Abstract

The tastes of salts to humans are complex. NaCl is the most purely salty of all salts, but even this stimulus tastes sweet at low concentrations and somewhat sour at mid-range intensities. Other salts taste significantly sour or bitter in addition to salty. Previous studies have shown that the saltiness of simple halide salts is reduced by adaptation to NaCl, suggesting that a single mechanism might be responsible for the salty taste of these stimuli. In electrophysiological studies in rodents, the response to NaCl is reduced by application to the tongue of the Na(+)-channel blocker amiloride.

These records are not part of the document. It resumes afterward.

PR #349, opened 2022-07-01
fixed return envelope value in letter response

sudoku-lord:
It looks like return envelope values in letter responses can either be `null` or a return envelope object. The previous version of the response included boolean, which is not an accepted response value for the return envelope field.

https://lobsters.atlassian.net/browse/DXP-1106


sudoku-lord:
No idea why Redocly is failing 😐

BennyKitchell:
@sudoku-lord  I have closed this PR because the linter GH action had run for 2 days, and it was the only way to stop it. You are welcome to re-open if needed.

Organic Na+ salts are more heavily dependent on this amiloride-sensitive transduction component than NaCl, and are generally less salty and more sour. In order to investigate the relationship between NaCl saltiness and that evoked by other salts, we adapted the tongue to distilled H2O and to 0.1 M NaCl and obtained direct magnitude estimates of the taste intensity of 15 organic and inorganic Na+, Li+, K+ and Ca2+ salts, matched for total intensity. Subjects divided these magnitude estimates among the component taste qualities. Adaptation to NaCl abolished the taste of NaCl and LiCl, and eliminated the saltiness of all other salts. The magnitude estimates of the bitterness and sourness of many salts increased after NaCl adaptation. Since recent biophysical data suggest that adaptation in taste receptors may involve whole-cell mechanisms, we propose that saltiness is reduced by NaCl adaptation because it originates in the subset of taste receptors responsive to NaCl. This implies that saltiness is coded within the CNS in cells whose receptive fields include the NaCl-sensitive receptor cells and that the degree to which any salt tastes salty is determined by its ability to drive these receptors. This model proposes, for example, that KCl has a salty component because it stimulates some of the same receptor cells as NaCl, even though the transduction mechanisms for KCl are different than those engaged by NaCl. Adaptation to NaCl blocks the saltiness of KCl and other salts because they stimulate NaCl-sensitive receptor cells.